# TASK ITEM
Among the entries below, find the lines that hold the word "Lets" and report them.

···

PR #51, opened 2015-10-13
add help links

andistuder:
adds help links at various places in the app.

### DIFF
--- a/app/views/feature_reviews/show.html.haml
+++ b/app/views/feature_reviews/show.html.haml
@@ -1,6 +1,8 @@
 
 - if @feature_review_with_statuses.time
-  .alert.alert-warning.time= "Feature review as of #{@feature_review_with_statuses.time}"
+  .alert.alert-warning.time
+    %span.glyphicon.glyphicon-time
+    As viewed at #{@feature_review_with_statuses.time}
 
 - title 'Feature Review', help_url: 'https://github.com/FundingCircle/shipment_tracker/wiki/2.-PREPARE-A-FEATURE-FOR-REVIEW'
 %p Use the Feature Review page to ensure that the feature is in a ready state to be reviewed and signed off.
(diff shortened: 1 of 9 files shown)


app/views/feature_reviews/show.html.haml
```diff
@@ -1,10 +1,13 @@
-- title "Feature Review"
+
 - if @feature_review_with_statuses.time
-  .lead.time= "Projecting events up to #{@feature_review_with_statuses.time}"
+  .alert.alert-warning.time= "Feature review as of #{@feature_review_with_statuses.time}"
```
dideler: This text seems a bit awkward (the old text did too). Would it sound better/be more clear if we said

> Viewing Feature Review as appeared at \<DateTime\>

app/views/releases/show.html.haml
```diff
@@ -1,4 +1,12 @@
-- title "Releases for #{@app_name}"
+- title "Releases for #{@app_name}", help_url: 'https://github.com/FundingCircle/shipment_tracker/wiki/5.-MERGING-AND-DEPLOYING-A-FEATURE'
+
+%p
+  The Releases page on Shipment tracker can tell you what commits are pending deployment or have already been
+  deployed for your repository and whether they have been approved by a Product Owner. From this page you can see:
```
dideler: Could this be shortened to

> View which releases (merged commits) are pending deployment or have already been deployed, and whether any associated tickets have been approved in JIRA.

And drop the list below as it more or less repeats what was stated earlier.

chriswan84: Agreed. Lets change to what dennis said.

app/views/feature_reviews/show.html.haml
chriswan84: The text for the flash notification should be:
"[clock glyph] As viewed at [Time]"

app/views/releases/show.html.haml
chriswan84: Lets also move the page help links across to follow the page title.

···

# RESPONSE FOR THIS EXERCISE
chriswan84: Agreed. Lets change to what dennis said.
chriswan84: Lets also move the page help links across to follow the page title.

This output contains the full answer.